Work task:
Whenever "recoverPose" occurs in a line of the material, list that line.

________________________

PR #690, opened 2022-04-26
Add initial dynamic recalibration

szabi-luxonis:
Intrinsic parameters of the camera are unlikely to change after factory calibration, however extrinsic calibration can change, if the casing was removed, PCB bent etc.
Dynamic recalibration can correct camera rotation without having to perform a full calibration.

TODO:
-Handle different stereo max resolutions (e.g. OAK-D-Lite 480p max).
-Cleanup code
-Experiment with extra filtering to reduce epipolar error

### DIFF
--- a/dynamic_recalibration.py
+++ b/dynamic_recalibration.py
@@ -183,12 +183,17 @@ if __name__ == "__main__":
     cam_left.out.link(stereo.left)
     cam_right.out.link(stereo.right)
 
-
     stereo.syncedLeft.link(xout_left.input)
     stereo.syncedRight.link(xout_right.input)
     stereo.rectifiedLeft.link(xout_left_rect.input)
     stereo.rectifiedRight.link(xout_right_rect.input)
     stereo_img_shape = cam_left.getResolutionSize()
+
+    leftFps = cam_left.getFps()
+    rightFps = cam_right.getFps()
+
+    if leftFps != rightFps:
+        raise Exception("FPS between left and right cameras must be the same!")
 
     if rgbEnabled:
         rgbLensPosition = None
@@ -215,6 +220,11 @@ if __name__ == "__main__":
         rgb_cam.isp.link(xout_rgb_isp.input)
 
         rgb_img_shape = rgb_cam.getVideoSize()
+
+        rgbFps = rgb_cam.getFps()
+        if leftFps != rgbFps:
+            raise Exception("FPS between stereo cameras and rgb camera must be the same!")
+
 
     with device:
         device.startPipeline(pipeline)
--- a/dynamic_recalibration.py
+++ b/dynamic_recalibration.py
@@ -8,6 +8,10 @@ import math
 import argparse
 from pathlib import Path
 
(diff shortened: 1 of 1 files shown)


Luxonis-Brandon:
Sweet!  This will be so useful!

szabi-luxonis:
Here is a demonstration, takes only a few seconds:

https://user-images.githubusercontent.com/60790666/165219875-011155aa-0dcb-48f1-b8d1-0431f4c234a6.mp4

dynamic_recalibration.py
```diff
@@ -0,0 +1,352 @@
...
+    pts2 = []
+    for i,(m,n) in enumerate(matches):
+        if m.distance < 0.8*n.distance:
+            pts2.append(kp2[m.trainIdx].pt)
+            pts1.append(kp1[m.queryIdx].pt)
+
+    pts1 = np.float32(pts1)
+    pts2 = np.float32(pts2)
+    # this is just to get inliers
+    M, mask = cv2.findHomography(pts1, pts2, cv2.RANSAC,5.0) #TODO try and compare findHomography against recoverPose and extract rotation from obtained homography
```
edgarriba, line 100: i suggest to use `USAC` -> https://opencv.org/evaluating-opencvs-new-ransacs/

dynamic_recalibration.py
```diff
@@ -0,0 +1,352 @@
...
+    points, R_est, t_est, mask_pose = cv2.recoverPose(E, pts1,pts2, mask=mask)
+    # print(frame1.shape[::-1])
+    flags = 0
+    # flags=cv2.CALIB_ZERO_DISPARITY
+    R1, R2, P1, P2, Q, roi_left, roi_right = cv2.stereoRectify(k1, d1, k2, d2, frame2.shape[::-1], R_est, t_est, flags=flags)
+
+    return R_est, t_est, R1, R2, P1, P2, Q
+
+def calculate_epipolar_error(frame1, frame2):
+    sift = cv2.SIFT_create()
```
edgarriba, line 81: I suggest also to explore using more modern descriptors: 
- https://kornia-tutorials.readthedocs.io/en/latest/image_matching.html
- https://colab.research.google.com/github/kornia/tutorials/blob/master/source/descriptors_matching.ipynb

dynamic_recalibration.py
szabi-luxonis: Thanks, I switched to `USAC_MAGSAC` for the essential matrix too.

dynamic_recalibration.py
szabi-luxonis: I will check it out.
The current implementation is already achieving subpixel epipolar error.
One issue from UX point of view is that kornia depends on pytorch, which might not be available on all platforms, and also quite large dependency.
WIll likely add it as an option though.

edgarriba: fair enough :)

themarpe (approved):
If no bigger blockers, lets merge:)

One thing - for EEPROMv7: readCalibration2, then modify and flashCalibration back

________________________

Expected answer:
+    M, mask = cv2.findHomography(pts1, pts2, cv2.RANSAC,5.0) #TODO try and compare findHomography against recoverPose and extract rotation from obtained homography
+    points, R_est, t_est, mask_pose = cv2.recoverPose(E, pts1,pts2, mask=mask)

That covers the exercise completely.